The Tribune

Strong governance requires effective management at its core. Governance, risk and compliance (GRC) have, over the past decade, expanded from standalone and abstract disciplines to arguably the most important functions in a business. They are not a technology platform, fad or catchy phrase for software vendors and professional service providers to generate revenue. Instead, it is about ensuring compliance while strategically pushing the business forward.

The ingredients for strong governance, risk and compliance functions were detailed by the KPMG accounting firm thus: “There was a general consensus that GRC should be an approach or framework to help clarify reporting lines, ensure consistent processes, and minimise the degree of subjective interpretation as information passes across business units. It sets the overall direction, and guides the scope of a range of assurance and compliance programmes, along with subsequent technology implementations.”

The debate on an exact definition of cyber security has been a marathon to say the least. However, I would submit that it is the processes, protocols and mechanisms deployed by a company and its employees to protect various technology assets against malicious attacks.

Information security, meanwhile, encompasses three attributes, namely confidentiality, integrity and availability through procedures and protocols for the protection of information. Simply put, cyber security addresses digital information while information security addresses both information assets - digital or paper-based. Moreover, cyber security typically relates to cyber crimes, cyber frauds and law enforcement, while information security relates to unauthorised access, disclosure modification and disruption.

Risk and Controls

A collective approach by Board and management to managing risk is crucial to any company. You must decide what your company's GRC framework will include. In the risk management process, you must identify, analyse and evaluate the risk, treat it and then review, before engaging in further monitoring. Cyber security and information security are no different.

In this digital age, and with the increase in cyber attacks, cyber security risks must be managed to control a company's overall risk exposure. The recent ‘FinCen’ files leak highlights the intersection of cyber security and information security.

Experts have discussed in several forums whether the environment at the US Financial Crimes Enforcement Network (FinCEN) lent itself to an information security breach or a cyber security breach, depending on how the information was leaked to the reporter.

Risk requires balance. This balance is achieved to control activities. The controls can either prevent or detect an issue, or correct and recover from any incident while preventing it from occurring again. All of the above should be monitored by a risk management function, then reviewed by compliance, which provides a creditable challenge if needed. The results should be shared with the Board.

Data Privacy Oversight

Arguably the most robust regime in the world for the regulation of privacy and data flows is the European Union's (EU) General Data Protection Regulation (GDRP).
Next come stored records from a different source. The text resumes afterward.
PR #518, opened 2022-09-01
Tcs 159 add segmentid to access tables

esweeney97:
Adds segment information to a proc's access table which then gets published to the gateway access table.

### DIFF
--- a/code/rdb/datastripe.q
+++ b/code/rdb/datastripe.q
@@ -27,7 +27,7 @@ initdatastripe:{
     endofperiod::.rdb.datastripeendofperiod;
     .rdb.tablekeycols:.ds.loadtablekeycols[];
     t:tables[`.] except .rdb.ignorelist;
-    .ds.access:([table:t] start:.ds.getstarttime each t; end:0Np ; stptime:0Np ; keycol:`sym^.rdb.tablekeycols[t]);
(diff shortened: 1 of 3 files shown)


esweeney97:
The tailreader just loads the access table that gets saved down by the tailer so the tailreader will already have the new column

ThomasGillespie:
oh, yeah that makes sense

ThomasGillespie (approved):

jonathonmcmurray (approved):

code/rdb/datastripe.q
```diff
@@ -27,7 +27,7 @@ initdatastripe:{
     endofperiod::.rdb.datastripeendofperiod;
     .rdb.tablekeycols:.ds.loadtablekeycols[];
     t:tables[`.] except .rdb.ignorelist;
-    .ds.access:([table:t] start:.ds.getstarttime each t; end:0Np ; stptime:0Np ; keycol:`sym^.rdb.tablekeycols[t]);
+    .ds.access:([table:t] start:.ds.getstarttime each t; end:0Np ; stptime:0Np ; keycol:`sym^.rdb.tablekeycols[t]; segment:first .ds.segmentid);
```
drgdavies, line 30: Any reason why this is first?

dmitchard: .ds.segmentid is a one item list, not really sure why, but I imagine this is why Ethan is using first to get the value

esweeney97: .ds.segmentid is a list of one symbol, was throwing a `length` error when loading the process code

PR #577, opened 2023-08-02
[fuzzing] Implement initial support for Image Verifier fuzzing

benjamindoron:
First implementation of fuzz testing the Image Verifier library, forming part of the fuzzing work. Instructions and notes are in the readme.md files, these can be removed or migrated to actual documentation if required.

As discussed on https://github.com/chipsalliance/caliptra-sw/pull/554, maybe fuzz testing should be another action in the CI, both presubmission and nightly (hopefully also with more extensive fuzzing using larger compute farms). I'll create a workflow sometime soon.


benjamindoron:
I've looked into writing a fuzzing dictionary, and I don't think it would help. there are few fixed constants that need to be present. I think the same applies to DPE, probably, having a seed corpus with examples of each command is sufficient, but I can write one anyway. At least there's more than one entry there.

benjamindoron:
I didn't want to have to compare them at the time, and `cargo-fuzz` is easier to start, but another question is whether we run libFuzzer or AFL on the CI, or cloud, if that happens.

jhand2:
I have a lot of the same comments on these other PRs as I did on the DPE fuzzer PR. Once we get through that PR, I'll have a closer look at these ones.

image/verify/fuzz/src/fuzz_target_1.rs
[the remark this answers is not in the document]
benjamindoron: Now that the CI is formally reusable, with inputs, no need for a common target name. Done.

image/types/src/lib.rs
```diff
@@ -50,6 +50,7 @@ pub type ImageEccPrivKey = ImageScalar;
 
 #[repr(C)]
 #[derive(AsBytes, FromBytes, Default, Debug, Copy, Clone, Eq, PartialEq)]
+#[cfg_attr(feature = "arbitrary", derive(arbitrary::Arbitrary))]
```
jhand2, line 53: Maybe this is a dumb question, but doesn't the `arbitrary` feature need to be defined in image/types/Cargo.toml?

benjamindoron: As an optional dependency, the feature is automatically defined.

jhand2: Ack, thanks for clarifying.

image/verify/fuzz/Cargo.toml
```diff
@@ -0,0 +1,54 @@
...
+[package.metadata]
+cargo-fuzz = true
+
+[dependencies]
+libfuzzer-sys = { version = "0.4.6", optional = true }
+afl = { version = "0.13.3", optional = true }
+
+[patch.crates-io]
+byteorder = { git = "https://github.com/benjamindoron/byteorder.git", branch = "struct_aware-1.4.3" }
+zerocopy = { git = "https://github.com/benjamindoron/zerocopy.git", branch = "struct_aware-v0.6.3" }
```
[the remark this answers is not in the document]
jhand2: I'm good with merging this as-is, but it would be good if you can send upstream PRs so we can eventually depend on upstream.

jhand2 (dismissed):

image/verify/fuzz/Cargo.toml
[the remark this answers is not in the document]
benjamindoron: Okay, thanks. The list of changes aren't long, as long as they don't mind being a dependency in fuzzing targets, it should be fine - std is required for cfg(test) or cfg(fuzzing).

image/types/Cargo.toml
```diff
@@ -9,6 +9,7 @@ edition = "2021"
 doctest = false
 
 [dependencies]
+arbitrary = { version = "1.3.0", optional = true, features = ["derive"] }
```
korran, line 12: To make it easier to keep all the versions the same, can we please add this as a workspace dependency?

https://doc.rust-lang.org/cargo/reference/workspaces.html#the-dependencies-table

korran: You should still be able to use optional with workspace deps. For example:

https://github.com/chipsalliance/caliptra-sw/blob/2ea7949c437c37541b3dc41cd046cfd60f54c701/hw-model/Cargo.toml#L24

image/verify/fuzz/Cargo.toml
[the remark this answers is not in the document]
korran: Does this actually work? Isn't the image crate still using the other version of these crates defined in the workspace?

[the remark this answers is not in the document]
korran: Oh I see, image/verify/fuzz is not part of the workspace, so it can patch anything it wants. Probably worth a comment.

image/verify/fuzz/Cargo.toml
```diff
@@ -0,0 +1,54 @@
...
+[dependencies.caliptra-drivers]
+path = "../../../drivers"
+
+[dependencies.caliptra-image-verify]
+path = ".."
+
+[features]
+struct-aware = []
+
+# Prevent this from interfering with workspaces
```
korran, line 37: As this is not part of the workspace, we need some sort of CI step that will make sure this project builds / is formatted correctly.

image/verify/fuzz/Cargo.toml
```diff
@@ -0,0 +1,54 @@
...
+byteorder = { git = "https://github.com/benjamindoron/byteorder.git", branch = "struct_aware-1.4.3" }
+zerocopy = { git = "https://github.com/benjamindoron/zerocopy.git", branch = "struct_aware-v0.6.3" }
+
+[dependencies.caliptra-lms-types]
+path = "../../../lms-types"
+features = ["arbitrary"]
+
+[dependencies.caliptra-image-types]
+path = "../../types"
+features = ["arbitrary"]
```
korran, line 26: AFAICT, caliptra-image-types doesn't have an arbitrary feature:

```
[features]
default = ["std"]
std = []
```

korran: Hmm, apparently cargo automatically adds features for optional deps. That's news to me:

https://doc.rust-lang.org/cargo/reference/features.html#optional-dependencies

korran (approved):
Approval for image/

image/verify/fuzz/Cargo.toml
benjamindoron: Optional dependencies have implicitly defined features to enable them.

image/verify/fuzz/Cargo.toml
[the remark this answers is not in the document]
benjamindoron: https://github.com/chipsalliance/caliptra-sw/issues/681; and commenting done, will be in the next push.

image/types/Cargo.toml
benjamindoron: This doesn't work (defined `workspace.dependencies` in fuzz/Cargo.toml). It seems this crate's dependencies are still used from inside the actual root workspace, not the local workspace.

image/verify/fuzz/Cargo.toml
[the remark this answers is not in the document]
benjamindoron: I'm not certain it's because this crate is it's own workspace that it can patch anything, because I couldn't define `arbitrary`'s version, as we discussed below, for the root workspace by defining it here. It might just be that any crate build can override dependencies.

Or, I've misunderstood the differences between dependencies in the workspace, and external dependencies.

image/verify/fuzz/Cargo.toml
benjamindoron: https://github.com/chipsalliance/caliptra-sw/pull/631 will run nightly, but that's not really soon enough. Maybe a for-loop (in the main build CI workflow) over each target to run these common steps will do.

jhand2: Thanks @benjamindoron, a for loop over these targets to run cargo build/fmt/clippy works for us

image/types/Cargo.toml
korran: Yeah, I was just referring to the image/types Cargo.toml (and any other crates in the main workspace). For the fuzz workspace you can do whatever you need.

image/verify/fuzz/Cargo.toml
benjamindoron: Okay, I'll push that to a separate PR, since it's not specific to any existing at the moment.

Note that clippy is broken until https://github.com/chipsalliance/caliptra-sw/issues/681 is done. The patch mechanism does not support features, so, I derived from `arbitrary` without checking. But that depends on `std`, which is usually disabled in those crates we used.

benjamindoron: Done, see https://github.com/chipsalliance/caliptra-sw/pull/700.

image/types/Cargo.toml
benjamindoron: Ah, I understand now. So, we'll define the version once for the root workspace, and also for the targets. Okay, then this is done now.

jhand2 (dismissed):

image/verify/fuzz/Cargo.toml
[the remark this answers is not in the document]
jhand2: Not sure I understand the question above. I think dependencies here are completely separate from the root workspace because this crate has its own workspace.

Anyway, as long as this works (which it looks like it does) we're good with it.

jhand2 (approved):
LGTM. @korran can you sign off again for the `image` directory?

korran (approved):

Although data regulations vary from jurisdiction to jurisdiction, legal, risk, compliance, audit and technology leaders must have a privacy programme in place that establishes accountability and oversight of data throughout the company. Board and management must consider the following when designing their data management frameworks.

• Pinpoint compliance requirements
• Allocate and establish policies and procedures
• Construct breach and incident management processes
• Develop privacy and data change management and communication strategy

Carefully constructing a framework that suits your company should not be taken lightly. All stakeholders should be engaged at the beginning to ensure gaps are minimised. This topic, inclusive of the technical and oversight perspective, will be discussed at length by industry professionals during the Bahamas Association of Compliance Officers’ event – Cyber Security Management, the GRC Perspective, which is being held today.

NB: Derek Smith Jr is a compliance officer at a leading law firm in The Bahamas, and a former assistant vice-president, compliance and money laundering reporting officer (MLRO), at local private bank. His professional career started at a ‘Big Four’ accounting firm and has spanned over 15 years, including business risk management, compliance, internal audit, external audit and other accounting services. He is also a CAMS member of the Association of Certified Anti-Money Laundering Specialists (ACAMS).